:: EXERCISE OBJECTIVE ::
Nothing is needed except the lines below that run from the one with "bangerth: this is fantastic?" through the one with "PR #1940, opened 2017-09-28", repeated exactly.

:: RECORDS TO PROCESS ::
____
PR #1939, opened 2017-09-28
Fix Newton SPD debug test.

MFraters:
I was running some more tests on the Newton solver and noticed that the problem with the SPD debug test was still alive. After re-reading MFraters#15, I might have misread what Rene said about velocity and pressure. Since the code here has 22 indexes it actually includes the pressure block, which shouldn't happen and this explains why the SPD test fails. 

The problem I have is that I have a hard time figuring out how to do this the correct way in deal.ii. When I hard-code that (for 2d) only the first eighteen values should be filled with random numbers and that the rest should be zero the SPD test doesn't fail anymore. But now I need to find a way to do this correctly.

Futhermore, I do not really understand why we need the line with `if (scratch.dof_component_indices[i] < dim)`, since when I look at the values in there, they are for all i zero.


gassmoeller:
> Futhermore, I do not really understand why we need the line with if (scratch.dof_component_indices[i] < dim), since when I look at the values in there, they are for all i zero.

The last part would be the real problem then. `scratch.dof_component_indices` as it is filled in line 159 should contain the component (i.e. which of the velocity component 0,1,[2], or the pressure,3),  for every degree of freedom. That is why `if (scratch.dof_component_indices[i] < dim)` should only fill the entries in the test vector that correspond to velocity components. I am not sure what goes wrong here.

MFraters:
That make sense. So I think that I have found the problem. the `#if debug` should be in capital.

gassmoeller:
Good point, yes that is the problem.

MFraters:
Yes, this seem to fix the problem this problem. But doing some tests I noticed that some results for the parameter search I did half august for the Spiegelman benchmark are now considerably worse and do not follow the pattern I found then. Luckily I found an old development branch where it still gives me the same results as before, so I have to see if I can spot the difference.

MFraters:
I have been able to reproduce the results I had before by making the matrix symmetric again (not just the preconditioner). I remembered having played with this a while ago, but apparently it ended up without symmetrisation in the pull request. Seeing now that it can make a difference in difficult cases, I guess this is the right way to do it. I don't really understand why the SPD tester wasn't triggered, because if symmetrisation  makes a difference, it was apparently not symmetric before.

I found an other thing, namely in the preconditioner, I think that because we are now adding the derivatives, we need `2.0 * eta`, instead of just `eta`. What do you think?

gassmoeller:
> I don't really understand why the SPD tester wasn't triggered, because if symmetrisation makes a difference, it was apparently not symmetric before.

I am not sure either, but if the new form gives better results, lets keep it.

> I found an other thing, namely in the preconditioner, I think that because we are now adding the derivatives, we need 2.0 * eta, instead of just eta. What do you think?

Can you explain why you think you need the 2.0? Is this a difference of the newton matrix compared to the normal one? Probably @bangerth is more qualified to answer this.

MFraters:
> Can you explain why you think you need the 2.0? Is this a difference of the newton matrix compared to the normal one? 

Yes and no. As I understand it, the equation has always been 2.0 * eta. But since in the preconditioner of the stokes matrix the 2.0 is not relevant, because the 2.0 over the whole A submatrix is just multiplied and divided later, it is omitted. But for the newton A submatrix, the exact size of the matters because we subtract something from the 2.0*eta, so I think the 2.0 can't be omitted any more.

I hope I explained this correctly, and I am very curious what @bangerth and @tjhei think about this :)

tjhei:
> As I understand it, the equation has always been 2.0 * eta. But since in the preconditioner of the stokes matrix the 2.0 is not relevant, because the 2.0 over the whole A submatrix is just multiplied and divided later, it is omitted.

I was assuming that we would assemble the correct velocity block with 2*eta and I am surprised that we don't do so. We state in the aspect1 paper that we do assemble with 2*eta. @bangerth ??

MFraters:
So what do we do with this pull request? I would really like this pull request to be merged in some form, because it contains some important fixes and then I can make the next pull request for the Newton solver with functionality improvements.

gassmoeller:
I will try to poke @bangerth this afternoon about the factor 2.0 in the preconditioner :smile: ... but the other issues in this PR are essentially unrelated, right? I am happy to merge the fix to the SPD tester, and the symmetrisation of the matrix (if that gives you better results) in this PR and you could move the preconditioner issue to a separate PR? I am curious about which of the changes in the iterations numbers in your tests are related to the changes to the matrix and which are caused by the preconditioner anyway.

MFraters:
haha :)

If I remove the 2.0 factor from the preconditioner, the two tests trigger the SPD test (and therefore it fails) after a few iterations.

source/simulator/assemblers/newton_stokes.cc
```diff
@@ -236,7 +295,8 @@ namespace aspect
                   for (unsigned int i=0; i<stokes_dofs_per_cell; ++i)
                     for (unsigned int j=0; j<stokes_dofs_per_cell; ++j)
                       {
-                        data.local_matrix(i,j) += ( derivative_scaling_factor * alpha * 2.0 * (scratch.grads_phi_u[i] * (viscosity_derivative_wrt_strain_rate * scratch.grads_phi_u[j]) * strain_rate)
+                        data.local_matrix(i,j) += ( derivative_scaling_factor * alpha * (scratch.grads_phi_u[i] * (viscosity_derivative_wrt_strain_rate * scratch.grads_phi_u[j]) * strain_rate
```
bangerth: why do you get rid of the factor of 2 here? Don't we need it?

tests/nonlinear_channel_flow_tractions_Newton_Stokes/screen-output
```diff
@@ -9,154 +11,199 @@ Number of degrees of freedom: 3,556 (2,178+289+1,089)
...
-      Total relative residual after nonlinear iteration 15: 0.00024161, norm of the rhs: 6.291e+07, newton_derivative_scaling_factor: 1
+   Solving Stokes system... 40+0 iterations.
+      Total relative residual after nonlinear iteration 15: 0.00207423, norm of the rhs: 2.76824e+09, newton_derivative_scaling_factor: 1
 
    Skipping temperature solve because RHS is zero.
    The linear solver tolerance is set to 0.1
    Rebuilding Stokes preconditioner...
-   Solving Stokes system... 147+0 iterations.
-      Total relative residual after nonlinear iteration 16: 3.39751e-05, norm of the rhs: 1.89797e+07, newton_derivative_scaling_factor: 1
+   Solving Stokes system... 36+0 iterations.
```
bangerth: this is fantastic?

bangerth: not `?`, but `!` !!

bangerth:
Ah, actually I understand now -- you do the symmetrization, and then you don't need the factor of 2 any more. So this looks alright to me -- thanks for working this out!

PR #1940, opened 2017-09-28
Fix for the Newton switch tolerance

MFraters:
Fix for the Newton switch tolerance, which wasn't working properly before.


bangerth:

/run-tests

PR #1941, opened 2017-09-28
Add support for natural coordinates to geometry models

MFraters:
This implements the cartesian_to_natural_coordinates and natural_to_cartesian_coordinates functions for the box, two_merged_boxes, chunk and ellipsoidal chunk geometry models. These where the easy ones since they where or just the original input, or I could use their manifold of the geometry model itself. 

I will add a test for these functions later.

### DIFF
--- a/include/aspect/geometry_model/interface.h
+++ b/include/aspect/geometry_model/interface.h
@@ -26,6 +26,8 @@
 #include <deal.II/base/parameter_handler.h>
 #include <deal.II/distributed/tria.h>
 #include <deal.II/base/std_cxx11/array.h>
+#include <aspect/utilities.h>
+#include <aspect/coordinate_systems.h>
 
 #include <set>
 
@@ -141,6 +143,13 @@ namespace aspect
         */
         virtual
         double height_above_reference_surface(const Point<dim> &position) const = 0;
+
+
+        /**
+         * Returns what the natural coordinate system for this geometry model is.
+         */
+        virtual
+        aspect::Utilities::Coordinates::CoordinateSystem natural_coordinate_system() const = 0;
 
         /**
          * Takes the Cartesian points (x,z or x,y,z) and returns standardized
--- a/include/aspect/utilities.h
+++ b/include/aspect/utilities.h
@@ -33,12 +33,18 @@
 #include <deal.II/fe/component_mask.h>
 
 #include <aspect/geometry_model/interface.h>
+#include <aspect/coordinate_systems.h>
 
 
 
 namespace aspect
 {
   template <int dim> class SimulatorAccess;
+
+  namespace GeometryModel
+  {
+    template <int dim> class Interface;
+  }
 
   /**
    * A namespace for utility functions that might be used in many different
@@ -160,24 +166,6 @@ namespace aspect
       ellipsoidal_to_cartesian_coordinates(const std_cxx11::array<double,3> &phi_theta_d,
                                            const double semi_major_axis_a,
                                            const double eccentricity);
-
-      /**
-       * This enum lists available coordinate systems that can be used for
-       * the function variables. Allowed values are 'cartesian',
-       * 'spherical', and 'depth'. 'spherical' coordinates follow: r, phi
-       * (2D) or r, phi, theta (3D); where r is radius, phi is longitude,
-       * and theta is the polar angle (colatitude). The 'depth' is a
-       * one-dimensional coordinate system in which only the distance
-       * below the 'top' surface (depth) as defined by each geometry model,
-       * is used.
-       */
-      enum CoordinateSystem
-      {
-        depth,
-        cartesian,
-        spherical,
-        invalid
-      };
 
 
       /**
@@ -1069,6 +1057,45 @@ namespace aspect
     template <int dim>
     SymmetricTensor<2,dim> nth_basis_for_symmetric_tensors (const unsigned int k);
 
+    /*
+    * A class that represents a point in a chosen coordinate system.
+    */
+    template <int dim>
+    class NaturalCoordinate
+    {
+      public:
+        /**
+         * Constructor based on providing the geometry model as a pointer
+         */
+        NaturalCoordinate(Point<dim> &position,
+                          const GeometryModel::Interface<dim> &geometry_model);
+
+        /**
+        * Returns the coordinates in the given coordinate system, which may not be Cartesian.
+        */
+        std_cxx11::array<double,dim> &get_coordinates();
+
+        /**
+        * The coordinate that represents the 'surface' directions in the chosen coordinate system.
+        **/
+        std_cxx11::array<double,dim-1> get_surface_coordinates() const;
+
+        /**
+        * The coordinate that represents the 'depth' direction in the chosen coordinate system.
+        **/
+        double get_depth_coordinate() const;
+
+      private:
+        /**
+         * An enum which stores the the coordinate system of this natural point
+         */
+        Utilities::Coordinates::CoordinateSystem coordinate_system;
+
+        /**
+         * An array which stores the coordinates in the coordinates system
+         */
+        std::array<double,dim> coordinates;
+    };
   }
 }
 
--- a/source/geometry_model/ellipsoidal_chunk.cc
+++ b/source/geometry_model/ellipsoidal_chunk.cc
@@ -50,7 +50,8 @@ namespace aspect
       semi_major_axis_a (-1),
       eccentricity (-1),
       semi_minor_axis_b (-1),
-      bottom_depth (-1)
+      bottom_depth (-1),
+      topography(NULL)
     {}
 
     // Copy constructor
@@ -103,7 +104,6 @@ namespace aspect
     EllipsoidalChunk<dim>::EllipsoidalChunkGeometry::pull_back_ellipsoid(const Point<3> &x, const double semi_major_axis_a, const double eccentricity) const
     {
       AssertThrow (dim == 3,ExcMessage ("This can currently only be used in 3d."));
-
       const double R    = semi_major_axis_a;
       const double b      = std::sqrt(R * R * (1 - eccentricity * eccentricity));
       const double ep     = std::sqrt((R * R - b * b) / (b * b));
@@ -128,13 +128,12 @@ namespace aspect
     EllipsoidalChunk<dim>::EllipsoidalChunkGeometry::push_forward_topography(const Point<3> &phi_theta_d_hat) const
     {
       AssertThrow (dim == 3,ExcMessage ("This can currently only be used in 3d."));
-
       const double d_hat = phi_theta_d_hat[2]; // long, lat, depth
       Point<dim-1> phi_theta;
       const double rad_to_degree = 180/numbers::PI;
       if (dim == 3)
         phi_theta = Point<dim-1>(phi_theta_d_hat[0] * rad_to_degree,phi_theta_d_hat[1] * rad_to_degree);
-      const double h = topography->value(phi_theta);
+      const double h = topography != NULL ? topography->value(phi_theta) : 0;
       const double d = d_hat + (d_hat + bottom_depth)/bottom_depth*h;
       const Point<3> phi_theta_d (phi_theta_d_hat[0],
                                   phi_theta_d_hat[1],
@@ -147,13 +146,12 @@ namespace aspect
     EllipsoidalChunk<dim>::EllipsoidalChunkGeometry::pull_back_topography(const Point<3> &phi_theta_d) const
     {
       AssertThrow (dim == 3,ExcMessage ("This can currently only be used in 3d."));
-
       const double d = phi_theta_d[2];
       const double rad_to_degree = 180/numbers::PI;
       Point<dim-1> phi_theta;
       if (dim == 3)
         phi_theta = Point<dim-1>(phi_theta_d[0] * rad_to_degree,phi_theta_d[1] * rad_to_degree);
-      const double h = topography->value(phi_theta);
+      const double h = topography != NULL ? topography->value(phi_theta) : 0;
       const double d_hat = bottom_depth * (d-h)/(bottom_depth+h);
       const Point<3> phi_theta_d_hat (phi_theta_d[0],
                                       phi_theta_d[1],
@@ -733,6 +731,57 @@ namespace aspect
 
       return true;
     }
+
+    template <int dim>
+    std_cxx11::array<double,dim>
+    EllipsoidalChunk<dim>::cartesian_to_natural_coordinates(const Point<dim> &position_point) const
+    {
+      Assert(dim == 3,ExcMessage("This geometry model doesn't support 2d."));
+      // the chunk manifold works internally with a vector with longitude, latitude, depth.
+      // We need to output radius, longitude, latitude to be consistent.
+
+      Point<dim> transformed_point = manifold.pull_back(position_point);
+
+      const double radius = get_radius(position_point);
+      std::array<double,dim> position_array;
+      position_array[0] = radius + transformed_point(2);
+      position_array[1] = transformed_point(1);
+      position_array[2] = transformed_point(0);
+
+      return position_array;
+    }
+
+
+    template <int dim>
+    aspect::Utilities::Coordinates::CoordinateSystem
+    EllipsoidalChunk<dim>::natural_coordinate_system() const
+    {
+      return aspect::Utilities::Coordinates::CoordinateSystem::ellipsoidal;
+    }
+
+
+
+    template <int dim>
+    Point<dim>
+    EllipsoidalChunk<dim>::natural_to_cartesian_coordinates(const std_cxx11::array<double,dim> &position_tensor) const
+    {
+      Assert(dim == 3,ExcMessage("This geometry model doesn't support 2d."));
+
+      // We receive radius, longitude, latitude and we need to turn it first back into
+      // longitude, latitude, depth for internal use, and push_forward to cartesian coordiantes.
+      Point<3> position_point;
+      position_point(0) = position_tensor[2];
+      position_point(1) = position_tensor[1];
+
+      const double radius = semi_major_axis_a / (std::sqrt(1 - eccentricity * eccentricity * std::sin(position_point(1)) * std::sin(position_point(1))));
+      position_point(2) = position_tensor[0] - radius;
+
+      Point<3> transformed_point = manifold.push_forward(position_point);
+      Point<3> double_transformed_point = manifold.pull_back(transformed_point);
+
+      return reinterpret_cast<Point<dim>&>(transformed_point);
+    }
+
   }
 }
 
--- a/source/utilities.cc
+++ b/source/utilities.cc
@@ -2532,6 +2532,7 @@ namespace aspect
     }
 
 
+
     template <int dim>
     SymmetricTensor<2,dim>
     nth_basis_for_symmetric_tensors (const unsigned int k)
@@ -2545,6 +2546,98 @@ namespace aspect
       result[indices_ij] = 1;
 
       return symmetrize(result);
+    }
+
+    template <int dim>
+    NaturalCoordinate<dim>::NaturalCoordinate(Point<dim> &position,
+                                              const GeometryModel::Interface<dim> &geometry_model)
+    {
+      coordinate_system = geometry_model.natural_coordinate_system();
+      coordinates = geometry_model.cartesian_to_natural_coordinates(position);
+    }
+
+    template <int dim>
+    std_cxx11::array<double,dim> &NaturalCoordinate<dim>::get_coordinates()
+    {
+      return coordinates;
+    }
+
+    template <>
____
:: RESULT BELOW ::
bangerth: this is fantastic?

bangerth: not `?`, but `!` !!

bangerth:
Ah, actually I understand now -- you do the symmetrization, and then you don't need the factor of 2 any more. So this looks alright to me -- thanks for working this out!

PR #1940, opened 2017-09-28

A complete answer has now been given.